The Mongolian neo-Nazis, however, don't seem to mind adopting the trappings of other cultures when it suits them. The UBPost's Kirril Shields reports that Murgun-Erdene, the head of the Mongolian National Association,

...arrives at an interview wearing an Iron Cross, a hat with the SS Death's Head pinned to its front and military fatigues; he has not donned anything that resembles traditional Mongolian attire, nor do the two "minders" who accompany him...

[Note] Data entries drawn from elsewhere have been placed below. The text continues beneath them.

PR #3323, opened 2018-10-19
Test and Score: Warn about transformation, raise error if all is nan

janezd:
##### Issue

- Domain transformations in Test and Score (and Predictions?) are implicit. Users should be informed about them.

##### Description of changes

- Test and Score shows this exception as a user-readable error (without mentioning "domains")
- If train and test data have different domains but transformation does not result in all-nans, an information about the transformation appears.

##### Includes
- [X] Code changes
- [ ] Tests
- [ ] Documentation

### DIFF
--- a/Orange/base.py
+++ b/Orange/base.py
@@ -9,6 +9,7 @@ import scipy
 
 from Orange.data import Table, Storage, Instance, Value
 from Orange.data.filter import HasClass
+from Orange.data.table import DomainTransformationError
 from Orange.data.util import one_hot
 from Orange.misc.wrapper_meta import WrapperMeta
 from Orange.preprocess import Continuize, RemoveNaNColumns, SklImpute, Normalize
@@ -246,6 +247,13 @@ class Model(Reprable):
             if isinstance(data, Instance):
                 data = Table(data.domain, [data])
             if data.domain != self.domain:
+                if self.original_domain.attributes != data.domain.attributes \
+                        and data.X.size \
+                        and not np.isnan(data.X).all():
+                    data = data.transform(self.original_domain)
+                    if np.isnan(data.X).all():
+                        raise DomainTransformationError(
+                            "domain transformation produced no defined values")
                 data = data.transform(self.domain)
             prediction = self.predict_storage(data)
         elif isinstance(data, (list, tuple)):
--- a/Orange/widgets/evaluate/owtestlearners.py
+++ b/Orange/widgets/evaluate/owtestlearners.py
@@ -32,6 +32,7 @@ from AnyQt.QtCore import pyqtSlot as Slot
 from Orange.base import Learner
 import Orange.classification
 from Orange.data import Table, DiscreteVariable, ContinuousVariable
+from Orange.data.table import DomainTransformationError
 from Orange.data.filter import HasClass
 from Orange.data.sql.table import SqlTable, AUTO_DL_LIMIT
 import Orange.evaluation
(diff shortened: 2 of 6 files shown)


janezd:
@markotoplak, something like this?

Orange/base.py
```diff
@@ -244,9 +245,17 @@ def __call__(self, data, ret=Value):
             prediction = self.predict(data)
         elif isinstance(data, (Table, Instance)):
             if isinstance(data, Instance):
-                data = Table(data.domain, [data])
-            if data.domain != self.domain:
-                data = data.transform(self.domain)
+                trans_data = Table(data.domain, [data])
+            elif data.domain != self.domain:
```
markotoplak: The first elif should stay as if. The domain of a single instance was not yet converted.

Orange/widgets/evaluate/owtestlearners.py
```diff
@@ -209,6 +211,8 @@ class Error(OWWidget.Error):
         memory_error = Msg("Not enough memory.")
         no_class_values = Msg("Target variable has no values.")
         only_one_class_var_value = Msg("Target variable has only one value.")
+        test_data_incompatible = Msg(
+            "Test data may be incompatible with train data.")
```
markotoplak: may? :)

janezd: May. I don't want to be too categorical, it could already have had nan's before. But I can change "may be" to "is" if you think it's better. Your call.

markotoplak: I did not consider this... Keep it "may".

markotoplak:
@janezd, hmm, I really do not know. I'd go either for an exception (without the check) or a warning. Exception + check seems like a strange compromise...

janezd:
@markotoplak, I had to add some checks to prevent raising exceptions in some semi-legitimate cases.

markotoplak:
I tried writing tests and I noticed that for scikit-learn based learners this PR does not really work. For scikit-learn methods Orange adds some very aggressive preprocessors, which work hard to remove all nans. For example, with logistic regression, I can still build a learner on iris and apply its output to titanic.

I think preprocessing is so agressive to handle potentially missing columns in the test data. Ouch.

janezd:
We could still merge it because it works for non-skl methods, like Naive Bayes. And it will gradually work better as we gradually get rid of skl. :)

I mean, it doesn't hurt to have this check, although it doesn't always work.

To make it better, we could add a flag to preprocessors that would tell them to raise an exception if all data is `nan`. When using them for preprocessing training data, we'd set this flag. Since a model cannot be fit to a table of nans, raising such an exception would make sense, right?

markotoplak:
How about first transforming the data to the original domain, then checking for NaNs, and afterwards continuing with however the classifier wants to preprocess? I just tried this:

                # transform to the original domain and check if the data is compatible
                data = data.transform(self.original_domain)
                 if data.X.size \
                         and np.isnan(data.X).all() \
                         and not np.isnan(orig.X).all() \
                         and data.domain.attributes != orig.domain.attributes:
                     raise DomainTransformationError(
                         "domain transformation produced no defined values")
                # apply transformations added by the learner
                data = data.transform(self.domain)

Surprisingly, all tests pass. Perhaps we could then even remove some conditions, but I did not look well into it.

Do you see any potential problems with this approach?

janezd:
Thanks. Fixed as suggested, except that I don't transform the data to the original domain if this cannot raise an exception.

markotoplak:
I added some tests. I think it is ready to merge. Please check the tests, Janez.

janezd:
Thanks for the tests. I think they're OK. If you agree with the code, you can merge.

PR #3335, opened 2018-10-26
[WIP] OWRules: fix default rule

rokgomiscek:
##### Issue
Sometimes the default rule would not classify to majority class.
##### Description of changes
When no more rules are found, the default rule classifies to majority class.
##### Includes
- [X] Code changes
- [X] Tests
- [ ] Documentation


rokgomiscek:
Fixed. Tests pass now.

PR #3336, opened 2018-10-26
[WIP] [FIX] OWMergeData removes table meta attributes

### LINKED ISSUE #3289: Merge Data removes table meta attributes
##### Orange version
3.16

##### Expected behavior
Merge data should retain table meta attributes (like taxonomy id) from the primary Data Table.

##### Actual behavior
Merge data throws away table meta attributes. 

Run this workflow: [test.ows.zip](https://github.com/biolab/orange3/files/2449733/test.ows.zip) and compare the two Data Infos.
(Requires scOrange).

AndrejaKovacic:
##### Issue

Fixes #3289 

##### Description of changes
I added an optional parameter in table.py, method from_numpy can now accept data_attributes.

##### Includes
- [X] Code changes
- [ ] Tests
- [ ] Documentation


janezd:
Could you also add the argument `data_attributes` to `Table.from_list`, for the sake of consistency? Alternatively, you can remove the argument from `from_numpy` and just attach attributes in the widget (instead of passing them as an argument), that is, without modifying Orange.data.table. I have no preference.

Please remove the unwanted unrelated change in application.py. :)

Also, please squash the commits into a single one.

lanzagar:
Well, in addition to `from_list` there are `from_domain`, `from_table`, `from_table_rows` above and none have this parameter. So my preference is to leave the Table API unchanged and fix the widget instead.
And looking at how the tables are merged, I would say copying the attributes is not the only thing missing. At least the fact that `id`s are not retained is also a problem. Using `from_numpy` has been problematic in other cases (many of them now fixed) and is not a good choice here as well. Appending columns from extra_data to some primary data set should probably retain as much as possible from the main dataset (including `id`s and `attributes`).

AndrejaKovacic:
Replaced by  #3474.

PR #3339, opened 2018-10-27
[FIX] Louvain Clustering: Do not invalidate output on PCA slider change with apply disabled

### LINKED ISSUE #3334: Louvain clustering reruns on every PCA components change
Louvain clustering re-runs every time the PCA components slider is changed, even if Apply PCA preprocessing is disabled.

##### Orange version
master

##### Expected behavior
Only re-run if Appy PCA processing is enabled.

1. Uncheck Apply PCA preprocessing
2. Check Apply automatically
3. Change PCA components slider

pavlin-policar:
##### Issue
Fixes #3334

##### Includes
- [X] Code changes
- [X] Tests
- [ ] Documentation

### DIFF
--- a/Orange/widgets/unsupervised/owlouvainclustering.py
+++ b/Orange/widgets/unsupervised/owlouvainclustering.py
@@ -136,6 +136,9 @@ class OWLouvainClustering(widget.OWWidget):
 
     def _invalidate_pca_projection(self):
         self.pca_projection = None
+        if not self.apply_pca:
+            return
+
         self._invalidate_graph()
         self._set_modified(True)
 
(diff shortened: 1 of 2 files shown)


Orange/widgets/unsupervised/owlouvainclustering.py
```diff
@@ -135,6 +135,9 @@ def __init__(self):
         )  # type: QWidget
 
     def _invalidate_pca_projection(self):
+        if not self.apply_pca:
+            return
+
         self.pca_projection = None
```
ales-erjavec: This line should be moved before the check and early return. Right? Toggling the apply_pca will only invalidate the partial results starting with the graph.

pavlin-policar: You're right of course.

PR #3343, opened 2018-10-29
travis: Update test matrix

### LINKED ISSUE #3341: Remove tests (and support) for Python 3.4?
We discussed that we could stop supporting Python 3.4,  rather than fixing the reasons for the failed test.

Even disregarding the failed test, I propose we stop testing on 3.4 and start testing on 3.7. @lanzagar?

lanzagar:
Updates the travis test matrix as follows:

Remove travis testing for Python 3.4.
Py3.5 is used only in conjunction with PyQt4 in a single "legacy" test.
The main testing is done using Py3.6.
There is also a Py3.7 test, which requires some additional travis parameters (see https://github.com/travis-ci/travis-ci/issues/9815).

Fixes #3341

### DIFF
--- a/.travis.yml
+++ b/.travis.yml
@@ -15,9 +15,6 @@ matrix:
           env: PYQT4=true
         - python: '3.6'
           env: UPLOAD_COVERAGE=true
-        - python: '3.7'
-          sudo: required
-          dist: xenial
     fast_finish: true
 
 cache:
--- a/.travis.yml
+++ b/.travis.yml
@@ -6,17 +6,18 @@ dist: trusty
 matrix:
     include:
         - env: RUN_PYLINT=true
-          python: '3.4'
+          python: '3.6'
           cache: {}
         - env: BUILD_DOCS=true
-          python: '3.5'
+          python: '3.6'
           script: source $TRAVIS_BUILD_DIR/.travis/build_doc.sh
-
-        - python: '3.4'
-          env: PYQT4=true
         - python: '3.5'
-          env: UPLOAD_COVERAGE=true
+          env: PYQT4=true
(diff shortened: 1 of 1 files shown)


janezd:
There's apparently a new failing test on all versions on travis. I haven't checked what it actually does, but does it belong to this PR, too?

```
FAIL: test_credential_manager (test_credentials.TestCredentialManager)
  File "/home/travis/build/biolab/orange3/build/travis-test/Orange/widgets/tests/test_credentials.py", line 15, in test_credential_manager
    self.assertEqual(cm.key, 'Foo')
AssertionError: None != 'Foo'
```

It would be great if this PR is merged ASAP, those red crosses are frustrating.

lanzagar:
PyQt4: I don't mind dropping that too, I just wanted this to be a quicker fix for removing py3.4 and not wait for a (possibly) longer discussion about pyqt
If there are no problems dropping support for it, I suggest to just delete the py3.5&pyqt4 test.

The keyring problem looks to be independent of this and is probably due to the new version released 2 days ago. I updated it on my computer too, but could not reproduce the failed test - everything still works on my computer, so it looks like it is just travis that has problems with it?

There are however some additional errors in the py3.7 tests. I didn't find out what is causing them yet (again, I am running py3.7 for some time, but cannot reproduce the problems locally).
If we want to merge this PR quickly, I suggest someone just drops the py3.7 test from this until we can get it to work.
This can than be merged (with just the py3.6 tests). However, to finally get everything green again, another PR needs to address the keyring thing.
I am away from computer until next week, so feel free to update this PR and merge it in the meantime.

janezd:
🥇

Issue #2019, opened 2017-02-15
Consider including documentation in built wheels


astaric:
Like it is done in example add-on:

https://github.com/biolab/orange3-example-addon/pull/4

PR #3345, opened 2018-10-29
[ENH] Install widget help files

ales-erjavec:
##### Issue

The widget html help files should be available offline on installation.

Fixes gh-2019

##### Description of changes

Install widget help files by default. This can be overridden by a --without-htmlhelp cmd line flag.

##### Includes
- [X] Code changes
- [ ] Tests
- [ ] Documentation


lanzagar:
After merging this the BUILD_DOCS test on travis started failing.
I see it was my fault for being to eager to merge - not really sure why I didn't rerun the tests, but it probably looked like just the old tests were failing which were later removed. It turns out there is an actual problem with building the docs that needs to be investigated.

Issue #3342, opened 2018-10-29
Data transformation using PCA and FreeViz


BlazZupan:
##### Motivation

Given the training data, we would like to develop a data projection or embedding model to be used on separate test data. The present set of widgets only supports transformations of the training data.

##### Requirements

Develop a widget called Transforms with input channels "Data" (Orange.data.Table) and "Preprocessor" (Orange.preprocess.preprocess.Preprocess) and the output channel "Transformed Data" (Orange.data.Table). The widget applies preprocessor on the input data. It has only a simple GUI:

![screen shot 2018-10-29 at 09 57 05](https://user-images.githubusercontent.com/726604/47639235-0fe86800-db61-11e8-8404-3d14424e6df0.png)

In the case of no data, write "No data on input.". In the case of no preprocessor, write "No preprocessor on input.".

The primary use of this widget is with transformation and embedding models. Change both PCA and FreeViz widgets so that both include an adequate Preprocessor output channel. 

##### Vision

To be used with MDS, UMAP, and t-SNE as well. We need to issue additional pull requests to cover these as well.

PR #3346, opened 2018-10-30
OWTransform: Add new widget

VesnaT:
##### Issue

Implements #3342

##### Includes
- [X] Code changes
- [X] Tests
- [ ] Documentation


Orange/widgets/data/owtransform.py
```diff
@@ -0,0 +1,105 @@
...
+    def set_preprocessor(self, preprocessor):
+        self.preprocessor = preprocessor
+
+    def handleNewSignals(self):
+        self.apply()
+
+    def apply(self):
+        self.transformed_data = None
+        if self.data is not None and self.preprocessor is not None:
+            self.transformed_data = self.preprocessor(self.data)
```
janezd: Preprocessor could raise an exception here. I think the widget has to catch and report it. Maybe something like "An error occurred while transforming data", and the second line (visible only on tooltip) would contain the exception message.

BlazZupan:
Works as intended. Therefore merge. The documentation and subsequently a blog, once the widget enters the distribution, are missing. Also, for testing, could we release both widgets (PCA, Transform) into Prototypes (change name to, say, Test PCA, and Test Transform)?

PR #3352, opened 2018-11-03
Edit Links window redesign

### LINKED ISSUE #3258: Responsive links and boxes in Edit Links dialog
##### Orange version
3.15.0

##### Expected behavior
Edit Links dialog opens on double click on a link between two widgets. A typical dialog shows the two widgets, the channels they implement, and the established link:

screen shot 2018-09-17 at 15 52 41

In this dialog, the user can click on the link to remove it. For the starters, it is hard to know that this action is available. Mouse over link does not change anything, and it would be nice if on mouse over, the link would "react", say, with shadowing the lines in a similar way that the links react in the workflows upon mouseover.

In this dialog, the user can make new links by drawing lines from an output box of left widget to the output box of the widget on the right. Mouse over box makes the box react (shadow), but perhaps the effect should be stronger. Also, when drawing the line to the other side (the compatible box of another widget), hitting that box anywhere should anchor the link to the right position, and the box should react in some way. Compare this current behavior to correctly implemented interface in canvas where connecting the two widgets.

irgolic:
Resolves #3258 

##### Description of changes
- Enlarges mouse hit area of link
- Highlights link on hover (shadow, color change)
- Disables channel box if there are no viable links
- Disabled non-viable channel boxes on start line drag (try Polynomial Classification (Educational Add-on) -> Test & Score)
- Nicer box hover effect

preview

##### Includes
- [X] Code changes
- [ ] Tests
- [ ] Documentation


irgolic:
What should be displayed in the tooltips?
On hover over a channel, it shows the channel type in this format:
```
Orange.data.table.Table
```
I want disabled channels to have on-hover text saying 'No possible link to other channels'. I'm just adding it next to the current tooltip for now.

ajdapretnar:
I haven't noticed the tooltips before. 😮 Are these really useful for the GUI version of Orange? What are they communicating to the user? I don't think they say much. I would prefer just keeping the 'No possible link to other channels' tooltip. Actually, if the tooltip appears over a certain option, perhaps 'Link not possible' might be enough?

BlazZupan:
Works nice. Please consider changing the hover messages to:

- No compatible output channel.
- No compatible input channel.
- Click and drag to connect widgets.

ales-erjavec:
If I click on an anchor without starting a drag, the incompatible channels remain disabled on the mouse release.

Orange/canvas/document/editlinksdialog.py
```diff
@@ -782,3 +864,74 @@ def setDocument(self, doc):
...
+        self.setGraphicsEffect(self.__shadow)
+        self.prepareGeometryChange()
+        self.__shadow.setEnabled(False)
+
+    @overload
+    def setLine(self, line: QLineF) -> None:
+        pass
+
+    @overload
+    def setLine(self, x1: float, y1: float, x2: float, y2: float) -> None:
```
ales-erjavec: Such use of `overload` is only valid since python 3.5.2 (note the micro release). It raises on error on Python<=3.5.1. I would avoid its use or put it in a `if False:` block.

Orange/canvas/document/editlinksdialog.py
```diff
@@ -695,23 +768,32 @@ def setChannel(self, channel):
...
+            self.setBrush(self.enabledBrush)
+        else:
+            self.setBrush(self.disabledBrush)
+
+    def paint(self, painter, option, widget=None):
+        QGraphicsRectItem.paint(self, painter, option, widget)
+        # if disabled, draw X over box
+        if not self.isEnabled():
+            painter.drawLine(0, 0, int(self.rect().width()), int(self.rect().height()))
+            painter.drawLine(int(self.rect().width()), 0, 0, int(self.rect().height()))
```
ales-erjavec:
```python
painter.drawLine(self.rect().topLeft(), self.rect().bottomRight())
painter.drawLine(self.rect().topRight(), self.rect().bottomLeft())
```
ChannelAnchor is a QGraphicsRectItem, it does not necessarily have (0, 0) as its top right corner.

Orange/canvas/document/editlinksdialog.py
ales-erjavec: Never mind. It seems we are on longer even syntax compatible with Python 3.5 (since gh-3403).

Orange/canvas/document/editlinksdialog.py
```diff
@@ -310,7 +310,21 @@ def mouseMoveEvent(self, event):
...
+                    if clamped_pos.x() < source_widget_geometry.left():
+                        clamped_pos.setX(source_widget_geometry.left())
+                    elif clamped_pos.x() > sink_widget_geometry.right():
+                        clamped_pos.setX(sink_widget_geometry.right())
+                    if clamped_pos.y() < source_widget_geometry.top():
+                        clamped_pos.setY(source_widget_geometry.top())
+                    elif clamped_pos.y() > source_widget_geometry.bottom():
+                        clamped_pos.setY(source_widget_geometry.bottom())
+
+                    line.setP2(clamped_pos)
```
ales-erjavec: Maybe set a fixed displayed scene rect on the view instead?

```diff
diff --git a/Orange/canvas/document/editlinksdialog.py b/Orange/canvas/document/editlinksdialog.py
index c7f175775..60735a96a 100644
--- a/Orange/canvas/document/editlinksdialog.py
+++ b/Orange/canvas/document/editlinksdialog.py
@@ -118,6 +118,7 @@ class EditLinksDialog(QDialog):
         left, top, right, bottom = self.getContentsMargins()
         self.view.setFixedSize(size.toSize() + \
                                QSize(left + right + 4, top + bottom + 4))
+        self.view.setSceneRect(self.scene.editWidget.geometry())
```

Orange/canvas/document/editlinksdialog.py
janezd: Do these overloads have any effect? PyCharm and Pylint don't recognize them, and the redefinitions trigger `function-redefined` in pylint.

If they are necessary, please disable pylint warning. If they have no effect, please remove them.

irgolic: They're not necessary, but PyQT already overloads the method. I thought it would be most elegant to expose the same interface if I am overriding the method.

Orange/canvas/document/editlinksdialog.py
```diff
@@ -278,11 +277,13 @@ def mouseMoveEvent(self, event):
...
                 # Start a line drag
-                line = QGraphicsLineItem(self)
+                line = LinkLineItem(self)
                 start = self.__dragStartItem.boundingRect().center()
                 start = self.mapFromItem(self.__dragStartItem, start)
-                line.setLine(start.x(), start.y(),
-                             event.pos().x(), event.pos().y())
+
+                eventPos = event.pos()
+                # False positive; pylint: disable=too-many-function-args
```
ales-erjavec: @janezd 

This obstructs the readability/flow/interpretation of the code. When I read this I expect the comment to elucidate the following code. It is only at the middle that I realize I am on the wrong path and need to backtrack.

Put `# pylint: ...` at the beginning so the reader can bail out earlier. Although I would prefer to remove it altogether.

PR #3358, opened 2018-11-06
[FIX]OWFreeViz: Fix optimization for data with missing values

VesnaT:
##### Issue

The widget crashed when received dataset with missing values on the input.

##### Includes
- [X] Code changes
- [X] Tests
- [ ] Documentation

### DIFF
--- a/Orange/widgets/visualize/owfreeviz.py
+++ b/Orange/widgets/visualize/owfreeviz.py
@@ -353,12 +353,12 @@ class OWFreeViz(OWAnchorProjectionWidget):
             self._X = self._Y = self.valid_data = None
             return
 
-        self._X = self.data.X.copy()
-        self._X -= np.nanmean(self._X, axis=0)
-        span = np.ptp(self._X[self.valid_data], axis=0)
+        self._X = self.data.X[self.valid_data]
+        self._X -= np.mean(self._X, axis=0)
+        span = np.ptp(self._X, axis=0)
         self._X[:, span > 0] /= span[span > 0].reshape(1, -1)
 
-        self._Y = self.data.Y
+        self._Y = self.data.Y[self.valid_data]
         if self.data.domain.class_var.is_discrete:
             self._Y = self._Y.astype(int)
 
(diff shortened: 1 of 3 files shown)


Orange/widgets/visualize/owfreeviz.py
```diff
@@ -370,9 +370,10 @@ def init_embedding_coords(self):
     def get_embedding(self):
         if self.data is None:
             return None
-        embedding = np.dot(self._X, self.projection)
-        embedding /= \
-            np.max(np.linalg.norm(embedding[self.valid_data], axis=1)) or 1
+        EX = np.dot(self._X, self.projection)
+        EX /= np.max(np.linalg.norm(EX, axis=1)) or 1
+        embedding = np.zeros((len(self.data), 2), dtype=np.float)
```
lanzagar: If the original data had missing values, and the embedding is not available for all points, I think it is better to assign missing values to those points as the embedding too (instead of zeros).

lanzagar: Also, while I doubt these projections will ever be generalized to more than 2D, I would still prefer to not make implicit assumptions like that in the code and use `EX.shape[1]` instead of `2`

lanzagar:
I see that @janezd was quicker than my comments... :)

janezd:
I apologize for being over-eager. :)

`np.zeros` bothered me, too, and I started commenting, but then I saw it's filtered out immediately afterwards, so I ignored it.

You're right about 2D. On the other hand, if it would say `EX.shape[1]`, it would make may wonder "Hey, isn't this always 2?!". `2` is more explicit and informative. Besides, Freeviz won't be generalized beyond 2D because it can't be plotted then (you'd need another projection over it). And if it was generalized, a lot of other code would have to be rewritten anyway.

lanzagar:
I know it is not going to be generalized. I just really dislike hardcoded constants in code (numbers, strings) when they can be avoided :)
But I guess both options have their arguments. Using shape might not make it immediately obvious what the final size will be. But you know that EX will fit into the container without dimension errors, by just looking at these 2 lines (no need to be familiar with the widget, freeviz algorithm, what self.projections is, ...)
But I wouldn't spend time over it, either way is acceptable.

However, I would change the zeros to nans, as I think that is conceptually more correct.

janezd:
I agree about nans.

I guess @VesnaT should make a change in a new PR. I promise I won't merge it. :)

PR #3360, opened 2018-11-06
[FIX] File widget gives reader error 

### LINKED ISSUE #3349: File widget gives "reader error" on empty URL
##### Orange version

Any recent.

##### Expected behavior

In the file widget, selecting URL when the line edit is empty should output None as data, but without reporting any error.

##### Actual behavior

The widget informs the user about the error when reading the data.

AndrejaKovacic:
##### Issue

Fixes #3349

##### Includes
- [X] Code changes
- [ ] Tests
- [ ] Documentation

### DIFF
--- a/Orange/canvas/application/application.py
+++ b/Orange/canvas/application/application.py
@@ -14,7 +14,8 @@ class CanvasApplication(QApplication):
     def __init__(self, argv):
         if hasattr(Qt, "AA_EnableHighDpiScaling"):
             # Turn on HighDPI support when available
-            QApplication.setAttribute(Qt.AA_EnableHighDpiScaling)
+            #QApplication.setAttribute(Qt.AA_EnableHighDpiScaling)
+            pass
         QApplication.__init__(self, argv)
         self.setAttribute(Qt.AA_DontShowIconsInMenus, True)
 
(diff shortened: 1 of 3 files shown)


janezd:
There is another situation where a similar bug could occur. If `self.source == self.LOCAL_FILE`, `_get_reader` assumes that `self.recent_paths` is not empty. Initially it indeed contains files from documentation, but these can be later replaced by user files. If those are removed from disk, Orange will, I assume, remove them from `self.recent_paths` so it will be empty. If this happens, `path` will be `None` and `reader_class(path)` will return `None`.

I suppose you need to add

```
if path is None:
    return self.NoFileSelected
```

after `path = self.last_path()`.

(This is also the reason why I called the singleton `NoFileSelected` and not `NoUrl`.)

ajdapretnar:
I would also kindly point out some redundant commits, which I suggest get sorted before merging. :)

janezd:
@ajdapretnar, you should work in diplomacy.

janezd:
Here's a test you can add.

```
    def test_nothing_selected(self):
        widget = self.widget = \
            self.create_widget(OWFile, stored_settings={"recent_paths": []})
        
        widget.Outputs.data.send = Mock()
        widget._try_load()
        widget.Outputs.data.send.assert_called_with(None)

        widget.Outputs.data.send.reset_mock()
        widget.source = widget.URL
        widget._try_load()
        widget.Outputs.data.send.assert_called_with(None)
```

AndrejaKovacic:
Replaced by  #3402.

PR #3362, opened 2018-11-07
[ENH] Correlations: Move from prototypes to core

VesnaT:
##### Includes
- [X] Code changes
- [X] Tests
- [X] Documentation


lanzagar:
Add Correlations widget (without input) -> press Start -> crash

PrimozGodec:
I think the button should be disabled when no input. It is disabled when I change the correlation but not when the widget is placed at the canvas.

PR #3885, opened 2019-06-14
[FIX] OWLinearProjection: limit axis

### LINKED ISSUE #3743: OWLinearProjection: legible axis labels
Follow up on #2110.

Current widget status. Linear Projection is hard to 'destroy'. But if one has a really, really large number of attributes, it is possible. I suggest limiting the number of attributes that can be displayed to, say, 20. If feature names are reaaaaaaaaallllly long, elide them at... dunno, 20 chars.
Screen Shot 2019-04-12 at 11 21 29

robertcv:
##### Issue
Fixes #3743
##### Description of changes
Limit the number of displayed axis and labels length to 20.

##### Includes
- [X] Code changes
- [ ] Tests
- [ ] Documentation

### DIFF
--- a/Orange/widgets/visualize/owlinearprojection.py
+++ b/Orange/widgets/visualize/owlinearprojection.py
@@ -35,6 +35,9 @@ from Orange.widgets.visualize.utils.widget import OWAnchorProjectionWidget
 from Orange.widgets.widget import Msg
 
 
+MAX_LABEL_LEN = 20
+
+
 class LinearProjectionVizRank(VizRankDialog, OWComponent):
     captionTitle = "Score Plots"
     n_attrs = Setting(3)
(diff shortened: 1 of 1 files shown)


janezd:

One justification or explanation, states Murgun-Erdene when asked about the correlation between Mongolia and Hitler's despotic Germany, is that he believes Hitler was, in many ways, a student of Chinggis Khaan. "Historically, when Hitler was reading the history of Chinggis Khaan in prison, he enjoyed the book and chose this sign as his symbol." He also adds that the way Hitler conquered the world with his blitzkrieg was reminiscent of Chinggis Khaan's art-of-war. Jack Weatherford, author of the best-selling history "Genghis Khan and the Making of the Modern World," does not agree. "'The Secret History of the Mongols' was not available in Germany until the 1940s, nearly two decades after Hitler's imprisonment," Weatherford said. On the similarity of ethos between the two rulers, he again disputes any similarity. "Chinggis Khaan believed in the unity of all people under heaven and in respect for all religions. In this regard I see no similarity between him and Hitler."

Shields has one more great nugget from Weatherford:

In another great irony, Weatherford noted, "The Germans [...] considered the Mongols as the opposite to the Germans. They taught that the existence of retarded children among the Germans was a result of the rape of pure German women by Mongols during the invasion of the thirteenth century."

Unfortunately, neither irony nor logic ever seem to work too well when arguing with neo-Nazis. Too bad Genghis Khan isn't around to knock some sense into them.